Make an exact copy of every entry, from the first line to the last.
BEGIN
PR #376, opened 2023-03-01
CF-716: support for ~/.aws/sso/cache

jordiup:
## Describe your changes

**Problem**

Granted doesn’t yet have coverage of `sso/cache` 

```diff
~/.aws/sso/cache
+└── a092ca4eExample27b5add8ec31d9b.json
```

When running `aws sso login` credentials are stored in plain text here

This means that when running subsequent queries to `assume` the default behaviour will require you to re-authenticate (poor UX), rather than read from here

****Important distinction:**** `~/.aws/sso/cache` is different from `~/.aws/config` and `~/.aws/credentials`

Therefore we must add suport reading creds from `~/.aws/sso/cache`

****************Implementation Problem**************** 

This is fine for just one aws profile, but this may complicate things if a (power) user is logged in to more than one SSO session at once. IMO, this can be added in a subsequent PR. We’ll have to do a multi-lookup and specify an id

```diff
~/.aws/sso/cache
└── a092ca4eExample27b5add8ec31d9b.json
+└── anotherRandomStringSetOfCreds.json
+└── anotherRandomStringSetOfCreds.json
+└── anotherRandomStringSetOfCreds.json
```

## Type of change

- [x] Bug fix (non-breaking change which fixes an issue)

## Issue and Documentation

https://linear.app/common-fate/issue/CF-716/granted-sso-generatepopulate-commands-should-fall-back-to-plaintext

## Testing

### remove tokens
granted sso-tokens clear

### now log in 
aws sso login --profile AWSAdministratorAccess-902101723122

### this adds an additional entry to ~/.aws/sso/cache
```diff
~/.aws/sso/cache
+└── a092ca4eExample27b5add8ec31d9b.json
```

### now try gen with the roles
```
go run ./cmd/granted/main.go sso generate --sso-region ap-southeast-2 [url]
```

### DIFF
--- a/pkg/granted/sso.go
+++ b/pkg/granted/sso.go
@@ -253,7 +253,7 @@ func (s AWSSSOSource) GetProfiles(ctx context.Context) ([]awsconfigfile.SSOProfi
 	if ssoToken == nil {
 		// if there is no valid token in the cache, check in ~/.aws/sso/cahe
 		if cfaws.SsoCredsAreInConfigCache() {
-			creds, err := cfaws.ReadCreds()
+			creds, err := cfaws.ReadPlaintextSsoCreds(s.StartURL)
 			if err != nil {
 				return nil, err
 			}
--- a/pkg/granted/sso.go
+++ b/pkg/granted/sso.go
@@ -277,7 +277,7 @@ func (s AWSSSOSource) GetProfiles(ctx context.Context) ([]awsconfigfile.SSOProfi
 
 	ssoClient := sso.NewFromConfig(*cfg)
END
• [Output of the task]:
PR #376, opened 2023-03-01
CF-716: support for ~/.aws/sso/cache

jordiup:
## Describe your changes

**Problem**

Granted doesn’t yet have coverage of `sso/cache` 

```diff
~/.aws/sso/cache
+└── a092ca4eExample27b5add8ec31d9b.json
```

When running `aws sso login` credentials are stored in plain text here

This means that when running subsequent queries to `assume` the default behaviour will require you to re-authenticate (poor UX), rather than read from here

****Important distinction:**** `~/.aws/sso/cache` is different from `~/.aws/config` and `~/.aws/credentials`

Therefore we must add suport reading creds from `~/.aws/sso/cache`

****************Implementation Problem**************** 

This is fine for just one aws profile, but this may complicate things if a (power) user is logged in to more than one SSO session at once. IMO, this can be added in a subsequent PR. We’ll have to do a multi-lookup and specify an id

```diff
~/.aws/sso/cache
└── a092ca4eExample27b5add8ec31d9b.json
+└── anotherRandomStringSetOfCreds.json
+└── anotherRandomStringSetOfCreds.json
+└── anotherRandomStringSetOfCreds.json
```

## Type of change

- [x] Bug fix (non-breaking change which fixes an issue)

## Issue and Documentation

https://linear.app/common-fate/issue/CF-716/granted-sso-generatepopulate-commands-should-fall-back-to-plaintext

## Testing

### remove tokens
granted sso-tokens clear

### now log in 
aws sso login --profile AWSAdministratorAccess-902101723122

### this adds an additional entry to ~/.aws/sso/cache
```diff
~/.aws/sso/cache
+└── a092ca4eExample27b5add8ec31d9b.json
```

### now try gen with the roles
```
go run ./cmd/granted/main.go sso generate --sso-region ap-southeast-2 [url]
```

### DIFF
--- a/pkg/granted/sso.go
+++ b/pkg/granted/sso.go
@@ -253,7 +253,7 @@ func (s AWSSSOSource) GetProfiles(ctx context.Context) ([]awsconfigfile.SSOProfi
 	if ssoToken == nil {
 		// if there is no valid token in the cache, check in ~/.aws/sso/cahe
 		if cfaws.SsoCredsAreInConfigCache() {
-			creds, err := cfaws.ReadCreds()
+			creds, err := cfaws.ReadPlaintextSsoCreds(s.StartURL)
 			if err != nil {
 				return nil, err
 			}
--- a/pkg/granted/sso.go
+++ b/pkg/granted/sso.go
@@ -277,7 +277,7 @@ func (s AWSSSOSource) GetProfiles(ctx context.Context) ([]awsconfigfile.SSOProfi
 
 	ssoClient := sso.NewFromConfig(*cfg)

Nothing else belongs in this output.